**Work request**
Copy out, from the entries below, each line holding the string "self".

--------------------------------

PR #129, opened 2017-07-12
features: change 'service/' prefix to 'service.'

marmarek:
'/' is not allowed in qrexec service call argument, but feature name is
passed there in Admin API.

Fixes QubesOS/qubes-issues#2906


woju:
woju/qubes-core-admin@devel-services-with-dot, and I didn't forgot about tests :)

PR #145, opened 2017-08-31
Fix test suite, esp. fd leaks

woju:
After this merge, the tests should either pass, or fail for reasons outside the test suite (but not necessarily for the reasons related to the expected behaviour in a particular test case). Some core classes were fixed not to leak file descriptors when recycled multiple times. Also there are some smallimprovements to the test tools.

The impact on qubesd is probably negligible, since the latter instantiates the objects only once.

### DIFF
--- a/qubes/app.py
+++ b/qubes/app.py
@@ -139,13 +139,12 @@ class VirConnectWrapper(object):
 class VMMConnection(object):
     '''Connection to Virtual Machine Manager (libvirt)'''
 
-    def __init__(self, app, offline_mode=None):
+    def __init__(self, offline_mode=None):
         '''
 
         :param offline_mode: enable/disable offline mode; default is to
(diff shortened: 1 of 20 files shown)


qubes/app.py
```diff
@@ -138,20 +139,22 @@ def wrapper(*args, **kwargs):
...
+    def __init__(self, app, offline_mode=None):
         '''
 
         :param offline_mode: enable/disable offline mode; default is to
         enable when running in chroot as root, otherwise disable
         '''
-        self._libvirt_conn = None
-        self._xs = None
-        self._xc = None
+        self.app = app
```
marmarek: Why? It looks unused. But add yet another cyclic reference.

marmarek:
Also, see that tests fails on travis.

--------------------------------

**Task answer**
-    def __init__(self, app, offline_mode=None):
+    def __init__(self, offline_mode=None):
+    def __init__(self, app, offline_mode=None):
-        self._libvirt_conn = None
-        self._xs = None
-        self._xc = None
+        self.app = app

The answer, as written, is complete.